Minification Filters (MinFilter)

Choices: NearestFilter, NearestMipmapNearestFilter, NearestMipmapLinearFilter, LinearFilter, LinearMipmapNearestFilter and LinearMipmapLinearFilter

For use with a texture's MinFilter property, these define the texture minifying function that is used whenever the pixel being textured maps to an area greater than one texture element (texel).

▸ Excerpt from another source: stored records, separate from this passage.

PR #1090, opened 2022-10-08
Pichu Changes pt. 3

### LINKED ISSUE #1082: Pichu charge not granted by certain moves and bug in training mode
Of Pichu’s moves that are intended to give charge equivalent to the percent they deal, FSmash, Bair, and Dair have sort of issue with them. 
FSmash and Bair only award charge for the first hit of their multi hit, which does 2% (no staling). 
Landing Dair awards no charge, despite doing 4% (no staling).

When training mode is reset, Pichu’s charge amount is not reset. Additionally, if Pichu has charge and training mode is reset, Pichu keeps charge without a visual indicator, as if it had never been removed. Leaving training mode resets charge.

H3ra-57:
Even more goodies for our favorite little rat
Changelog: [Pichu_changes.txt](https://github.com/HDR-Development/HewDraw-Remix/files/9792729/Pichu_changes.txt)
resolves #1082 

For testers: please take note of how much Charge State activates in your matches, I want to know whether or not it activates too often now


yoonikoo:
Pichu is now a menace. Charge state definitely feels a lot better as an install option as more things now are interactable with the state. However, electroweb may be a bit too strong as stuns for a pretty long time. In addition, getting into charge state, in my opinion, is a bit too fast. Playing against Kaiokendo in ditto's really proved that. Zippy Zap feels rewarding, especially because you are now able to confirm into a charged up aerial for a kill option.

Kaiokendo661:
These changes are indeed promising in that they will make pichu even more of a unique character. However, I feel that pichu gets charge a bit too fast. Its very easy to get it at least 3-4 times in a stock unless you have very low openings-per-stock. Also, as Yooni said, Electroweb has an insane amount of stun for it to be balanced. Everything else seems perfectly fine imo!

yoonikoo:
LGTM with the adjustments and the electroweb effect changes!

WuBoytH (approved):

hdr-balance-backroom:
APPROVED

In addition to NearestFilter and LinearFilter, the following four functions can be used for minification:

  • NearestMipmapNearestFilter chooses the mipmap that most closely matches the size of the pixel being textured and uses the NearestFilter criterion (the texel nearest to the center of the pixel) to produce a texture value.
  • NearestMipmapLinearFilter chooses the two mipmaps that most closely match the size of the pixel being textured and uses the NearestFilter criterion to produce a texture value from each mipmap. The final texture value is a weighted average of those two values.
  • LinearMipmapNearestFilter chooses the mipmap that most closely matches the size of the pixel being textured and uses the LinearFilter criterion (a weighted average of the four texels that are closest to the center of the pixel) to produce a texture value.
  • LinearMipmapLinearFilter is the default and chooses the two mipmaps that most closely match the size of the pixel being textured and uses the LinearFilter criterion to produce a texture value from each mipmap. The final texture value is a weighted average of those two values.